Problem details: Return each entry precisely as it appears below.

★ ★ ★ ★ ★

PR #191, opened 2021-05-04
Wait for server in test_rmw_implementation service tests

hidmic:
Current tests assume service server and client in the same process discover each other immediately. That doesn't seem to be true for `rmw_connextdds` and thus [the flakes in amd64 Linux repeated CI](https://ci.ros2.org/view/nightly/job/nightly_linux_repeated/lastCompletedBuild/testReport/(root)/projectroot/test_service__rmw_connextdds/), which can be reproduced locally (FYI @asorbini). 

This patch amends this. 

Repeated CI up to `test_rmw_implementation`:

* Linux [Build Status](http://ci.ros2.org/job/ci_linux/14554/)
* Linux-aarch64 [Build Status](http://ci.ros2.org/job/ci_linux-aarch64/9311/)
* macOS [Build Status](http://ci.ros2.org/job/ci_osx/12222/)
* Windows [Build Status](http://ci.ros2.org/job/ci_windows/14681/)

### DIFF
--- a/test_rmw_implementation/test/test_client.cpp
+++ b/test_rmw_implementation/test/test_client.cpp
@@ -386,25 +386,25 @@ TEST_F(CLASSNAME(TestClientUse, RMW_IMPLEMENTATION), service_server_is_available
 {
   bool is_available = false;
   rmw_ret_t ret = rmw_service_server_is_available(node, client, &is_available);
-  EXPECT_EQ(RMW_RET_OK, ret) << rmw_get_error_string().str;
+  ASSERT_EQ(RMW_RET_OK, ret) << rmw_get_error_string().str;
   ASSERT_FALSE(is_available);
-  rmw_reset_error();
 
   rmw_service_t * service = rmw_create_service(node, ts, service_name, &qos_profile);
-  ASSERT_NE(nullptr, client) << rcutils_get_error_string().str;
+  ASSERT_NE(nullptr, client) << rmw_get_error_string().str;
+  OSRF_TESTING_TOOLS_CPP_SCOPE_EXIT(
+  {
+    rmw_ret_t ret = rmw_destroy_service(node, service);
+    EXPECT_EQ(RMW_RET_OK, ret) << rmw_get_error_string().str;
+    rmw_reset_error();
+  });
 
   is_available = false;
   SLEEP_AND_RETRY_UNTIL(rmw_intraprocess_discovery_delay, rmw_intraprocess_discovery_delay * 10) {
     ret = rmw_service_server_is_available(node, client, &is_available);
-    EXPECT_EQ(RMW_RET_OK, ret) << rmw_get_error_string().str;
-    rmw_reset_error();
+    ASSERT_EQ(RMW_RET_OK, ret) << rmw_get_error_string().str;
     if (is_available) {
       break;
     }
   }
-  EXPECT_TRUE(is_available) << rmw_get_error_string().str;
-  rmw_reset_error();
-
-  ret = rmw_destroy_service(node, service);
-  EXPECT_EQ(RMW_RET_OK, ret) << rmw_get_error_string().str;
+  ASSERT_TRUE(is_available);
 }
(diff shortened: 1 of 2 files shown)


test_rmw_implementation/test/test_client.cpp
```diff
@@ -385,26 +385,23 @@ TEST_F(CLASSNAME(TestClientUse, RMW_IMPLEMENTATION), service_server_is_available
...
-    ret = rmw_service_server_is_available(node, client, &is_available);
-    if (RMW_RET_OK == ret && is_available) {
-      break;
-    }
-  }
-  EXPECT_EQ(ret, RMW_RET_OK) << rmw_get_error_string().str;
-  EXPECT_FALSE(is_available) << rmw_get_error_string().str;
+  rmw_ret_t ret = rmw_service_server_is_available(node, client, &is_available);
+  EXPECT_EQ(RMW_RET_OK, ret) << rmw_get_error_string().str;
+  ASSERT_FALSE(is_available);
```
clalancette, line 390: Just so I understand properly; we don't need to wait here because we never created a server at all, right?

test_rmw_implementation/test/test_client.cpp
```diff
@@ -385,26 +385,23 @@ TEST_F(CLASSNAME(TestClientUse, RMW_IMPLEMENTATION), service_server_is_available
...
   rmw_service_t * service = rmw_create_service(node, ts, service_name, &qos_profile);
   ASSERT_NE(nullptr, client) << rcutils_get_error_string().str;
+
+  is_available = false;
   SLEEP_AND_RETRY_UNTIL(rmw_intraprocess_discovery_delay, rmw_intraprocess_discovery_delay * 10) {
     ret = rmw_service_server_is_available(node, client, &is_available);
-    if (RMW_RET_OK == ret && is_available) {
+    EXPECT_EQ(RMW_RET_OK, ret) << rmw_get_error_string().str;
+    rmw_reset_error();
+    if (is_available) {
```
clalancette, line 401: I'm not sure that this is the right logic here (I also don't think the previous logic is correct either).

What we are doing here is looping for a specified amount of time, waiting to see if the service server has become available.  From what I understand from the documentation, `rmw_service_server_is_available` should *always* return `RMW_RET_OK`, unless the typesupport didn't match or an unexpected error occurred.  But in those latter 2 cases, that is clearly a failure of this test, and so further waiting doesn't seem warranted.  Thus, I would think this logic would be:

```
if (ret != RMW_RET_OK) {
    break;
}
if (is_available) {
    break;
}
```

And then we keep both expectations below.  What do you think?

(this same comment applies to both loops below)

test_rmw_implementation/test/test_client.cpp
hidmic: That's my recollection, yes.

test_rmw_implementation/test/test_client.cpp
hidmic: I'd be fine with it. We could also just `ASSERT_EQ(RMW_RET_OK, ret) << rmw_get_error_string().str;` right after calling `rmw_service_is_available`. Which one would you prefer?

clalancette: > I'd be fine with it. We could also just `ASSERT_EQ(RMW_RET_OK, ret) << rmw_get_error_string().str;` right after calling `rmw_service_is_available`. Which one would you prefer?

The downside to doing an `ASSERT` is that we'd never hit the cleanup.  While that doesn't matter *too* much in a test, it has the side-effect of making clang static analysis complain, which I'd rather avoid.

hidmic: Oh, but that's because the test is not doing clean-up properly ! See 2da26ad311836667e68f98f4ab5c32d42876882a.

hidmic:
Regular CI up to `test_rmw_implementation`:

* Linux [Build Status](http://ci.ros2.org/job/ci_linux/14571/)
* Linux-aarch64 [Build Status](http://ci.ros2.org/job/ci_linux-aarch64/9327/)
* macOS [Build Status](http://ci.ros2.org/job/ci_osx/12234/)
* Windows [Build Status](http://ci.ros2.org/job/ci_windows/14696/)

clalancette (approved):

★ ★ ★ ★ ★

Output for this exercise:
PR #191, opened 2021-05-04
Wait for server in test_rmw_implementation service tests

hidmic:
Current tests assume service server and client in the same process discover each other immediately. That doesn't seem to be true for `rmw_connextdds` and thus [the flakes in amd64 Linux repeated CI](https://ci.ros2.org/view/nightly/job/nightly_linux_repeated/lastCompletedBuild/testReport/(root)/projectroot/test_service__rmw_connextdds/), which can be reproduced locally (FYI @asorbini). 

This patch amends this. 

Repeated CI up to `test_rmw_implementation`:

* Linux [Build Status](http://ci.ros2.org/job/ci_linux/14554/)
* Linux-aarch64 [Build Status](http://ci.ros2.org/job/ci_linux-aarch64/9311/)
* macOS [Build Status](http://ci.ros2.org/job/ci_osx/12222/)
* Windows [Build Status](http://ci.ros2.org/job/ci_windows/14681/)

### DIFF
--- a/test_rmw_implementation/test/test_client.cpp
+++ b/test_rmw_implementation/test/test_client.cpp
@@ -386,25 +386,25 @@ TEST_F(CLASSNAME(TestClientUse, RMW_IMPLEMENTATION), service_server_is_available
 {
   bool is_available = false;
   rmw_ret_t ret = rmw_service_server_is_available(node, client, &is_available);
-  EXPECT_EQ(RMW_RET_OK, ret) << rmw_get_error_string().str;
+  ASSERT_EQ(RMW_RET_OK, ret) << rmw_get_error_string().str;
   ASSERT_FALSE(is_available);
-  rmw_reset_error();
 
   rmw_service_t * service = rmw_create_service(node, ts, service_name, &qos_profile);
-  ASSERT_NE(nullptr, client) << rcutils_get_error_string().str;
+  ASSERT_NE(nullptr, client) << rmw_get_error_string().str;
+  OSRF_TESTING_TOOLS_CPP_SCOPE_EXIT(
+  {
+    rmw_ret_t ret = rmw_destroy_service(node, service);
+    EXPECT_EQ(RMW_RET_OK, ret) << rmw_get_error_string().str;
+    rmw_reset_error();
+  });
 
   is_available = false;
   SLEEP_AND_RETRY_UNTIL(rmw_intraprocess_discovery_delay, rmw_intraprocess_discovery_delay * 10) {
     ret = rmw_service_server_is_available(node, client, &is_available);
-    EXPECT_EQ(RMW_RET_OK, ret) << rmw_get_error_string().str;
-    rmw_reset_error();
+    ASSERT_EQ(RMW_RET_OK, ret) << rmw_get_error_string().str;
     if (is_available) {
       break;
     }
   }
-  EXPECT_TRUE(is_available) << rmw_get_error_string().str;
-  rmw_reset_error();
-
-  ret = rmw_destroy_service(node, service);
-  EXPECT_EQ(RMW_RET_OK, ret) << rmw_get_error_string().str;
+  ASSERT_TRUE(is_available);
 }
(diff shortened: 1 of 2 files shown)


test_rmw_implementation/test/test_client.cpp
```diff
@@ -385,26 +385,23 @@ TEST_F(CLASSNAME(TestClientUse, RMW_IMPLEMENTATION), service_server_is_available
...
-    ret = rmw_service_server_is_available(node, client, &is_available);
-    if (RMW_RET_OK == ret && is_available) {
-      break;
-    }
-  }
-  EXPECT_EQ(ret, RMW_RET_OK) << rmw_get_error_string().str;
-  EXPECT_FALSE(is_available) << rmw_get_error_string().str;
+  rmw_ret_t ret = rmw_service_server_is_available(node, client, &is_available);
+  EXPECT_EQ(RMW_RET_OK, ret) << rmw_get_error_string().str;
+  ASSERT_FALSE(is_available);
```
clalancette, line 390: Just so I understand properly; we don't need to wait here because we never created a server at all, right?

test_rmw_implementation/test/test_client.cpp
```diff
@@ -385,26 +385,23 @@ TEST_F(CLASSNAME(TestClientUse, RMW_IMPLEMENTATION), service_server_is_available
...
   rmw_service_t * service = rmw_create_service(node, ts, service_name, &qos_profile);
   ASSERT_NE(nullptr, client) << rcutils_get_error_string().str;
+
+  is_available = false;
   SLEEP_AND_RETRY_UNTIL(rmw_intraprocess_discovery_delay, rmw_intraprocess_discovery_delay * 10) {
     ret = rmw_service_server_is_available(node, client, &is_available);
-    if (RMW_RET_OK == ret && is_available) {
+    EXPECT_EQ(RMW_RET_OK, ret) << rmw_get_error_string().str;
+    rmw_reset_error();
+    if (is_available) {
```
clalancette, line 401: I'm not sure that this is the right logic here (I also don't think the previous logic is correct either).

What we are doing here is looping for a specified amount of time, waiting to see if the service server has become available.  From what I understand from the documentation, `rmw_service_server_is_available` should *always* return `RMW_RET_OK`, unless the typesupport didn't match or an unexpected error occurred.  But in those latter 2 cases, that is clearly a failure of this test, and so further waiting doesn't seem warranted.  Thus, I would think this logic would be:

```
if (ret != RMW_RET_OK) {
    break;
}
if (is_available) {
    break;
}
```

And then we keep both expectations below.  What do you think?

(this same comment applies to both loops below)

test_rmw_implementation/test/test_client.cpp
hidmic: That's my recollection, yes.

test_rmw_implementation/test/test_client.cpp
hidmic: I'd be fine with it. We could also just `ASSERT_EQ(RMW_RET_OK, ret) << rmw_get_error_string().str;` right after calling `rmw_service_is_available`. Which one would you prefer?

clalancette: > I'd be fine with it. We could also just `ASSERT_EQ(RMW_RET_OK, ret) << rmw_get_error_string().str;` right after calling `rmw_service_is_available`. Which one would you prefer?

The downside to doing an `ASSERT` is that we'd never hit the cleanup.  While that doesn't matter *too* much in a test, it has the side-effect of making clang static analysis complain, which I'd rather avoid.

hidmic: Oh, but that's because the test is not doing clean-up properly ! See 2da26ad311836667e68f98f4ab5c32d42876882a.

hidmic:
Regular CI up to `test_rmw_implementation`:

* Linux [Build Status](http://ci.ros2.org/job/ci_linux/14571/)
* Linux-aarch64 [Build Status](http://ci.ros2.org/job/ci_linux-aarch64/9327/)
* macOS [Build Status](http://ci.ros2.org/job/ci_osx/12234/)
* Windows [Build Status](http://ci.ros2.org/job/ci_windows/14696/)

clalancette (approved):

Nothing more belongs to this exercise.